Prediction(3)Model - Decision Tree

Error Message:
[error] (run-main-0) java.lang.IllegalArgumentException: AWS Access Key ID and Secret Access Key must be specified as the username or password (respectively) of a s3n URL, or by setting the fs.s3n.awsAccessKeyId or fs.s3n.awsSecretAccessKey properties (respectively).
java.lang.IllegalArgumentException: AWS Access Key ID and Secret Access Key must be specified as the username or password (respectively) of a s3n URL, or by setting the fs.s3n.awsAccessKeyId or fs.s3n.awsSecretAccessKey properties (respectively).
at org.apache.hadoop.fs.s3.S3Credentials.initialize(S3Credentials.java:70)
at org.apache.hadoop.fs.s3native.Jets3tNativeFileSystemStore.initialize(Jets3tNativeFileSystemStore.java:55)
at sun.reflect.NativeMethodAccessorImpl.invoke0(Native Method)

Solution:
Add this to your ENV
export AWS_ACCESS_KEY_ID=xxxxx
export AWS_SECRET_ACCESS_KEY=xxxxxxxxx

Exception:
numClasses: Int = 1500 categoricalFeaturesInfo: scala.collection.immutable.Map[Int,Int] = Map(0 -> 57, 1 -> 29674) impurity: String = gini maxDepth: Int = 5 maxBins: Int = 30000 java.lang.IllegalArgumentException: requirement failed: RandomForest/DecisionTree given maxMemoryInMB = 256, which is too small for the given features.

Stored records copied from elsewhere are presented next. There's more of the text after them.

PR #948, opened 2024-05-23
MODORDERS-1122] Add logic to create item in any tenant for binding

Saba-Zedginidze-EPAM:
## Purpose
[[MODORDERS-1122] Add logic to create item in any tenant for binding](https://folio-org.atlassian.net/browse/MODORDERS-1122)

## Approach
* Add tenantId to BindItem schema
* If tenantId is present while binding, create item in the specified tenant

### DIFF
--- a/src/main/java/org/folio/helper/BindHelper.java
+++ b/src/main/java/org/folio/helper/BindHelper.java
@@ -28,6 +28,8 @@ import java.util.Date;
 import java.util.List;
 import java.util.Map;
 import java.util.Objects;
+import java.util.Optional;
+import java.util.Set;
 import java.util.stream.Collectors;
 
 import static org.folio.rest.jaxrs.model.BindPiecesCollection.RequestsAction.TRANSFER;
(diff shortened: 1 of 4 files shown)


src/main/java/org/folio/helper/BindHelper.java
```diff
@@ -28,6 +28,8 @@
 import java.util.List;
 import java.util.Map;
 import java.util.Objects;
+import java.util.Optional;
+import java.util.Set;
```
SerhiiNosko, line 32: please create separate PR in acq-models also with schema changes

Minimum value = 340 at scala.Predef$.require(Predef.scala:233) at org.apache.spark.mllib.tree.RandomForest.run(RandomForest.scala:187)

Solution:
http://stackoverflow.com/questions/31965611/how-to-increase-maxmemoryinmb-for-decisiontree

https://spark.apache.org/docs/1.3.1/api/scala/index.html#org.apache.spark.mllib.tree.configuration.Strategy
https://spark.apache.org/docs/1.3.1/api/scala/index.html#org.apache.spark.mllib.tree.configuration.Strategy
https://spark.apache.org/docs/1.3.1/api/scala/index.html#org.apache.spark.mllib.tree.DecisionTree$

These codes help.
val categoricalFeaturesInfo2 = Map[Int, Int]( 0 -> 57, 1-> 29674)
val impurity2 = "variance"
val maxDepth2 = 5
val maxBins2 = 30000

val model2 = DecisionTree.trainRegressor(trainingData, categoricalFeaturesInfo2, impurity2,
maxDepth2, maxBins2)

Some Core Codes during Decision Tree Training
1. Import the Classes
import org.apache.spark.mllib.tree.DecisionTree
import org.apache.spark.mllib.tree.model.DecisionTreeModel
import org.apache.spark.mllib.util.MLUtils
import org.apache.spark.rdd.RDD
import org.apache.spark.mllib.regression.LabeledPoint
import org.apache.spark.mllib.linalg.{Vectors, Vector}
import org.apache.spark.mllib.tree.configuration.Strategy
import org.apache.spark.mllib.tree.configuration.Algo
import org.apache.spark.mllib.tree.impurity.{Gini, Impurity}

2. Use Case Class to Give Dataframe Column Name
case class City(cityName:String, cityCode:Double)

var i = 0
val cities_df = sqlContext.sql("select distinct(city) from jobs").map(row => {
    i= i + 1
    City(row.getString(0), i)
}).toDF

//cities_df.count()

cities_df.registerTempTable("cities")

3. Use pattern to Load the Data
val date = "{20,21,22,23,24,25,26}"
val clicksRaw_df = sqlContext.load(s"s3n://xx-prediction-engine/xxx/decision_tree_data/clicks/2015/09/" + date + "/*/*", "json")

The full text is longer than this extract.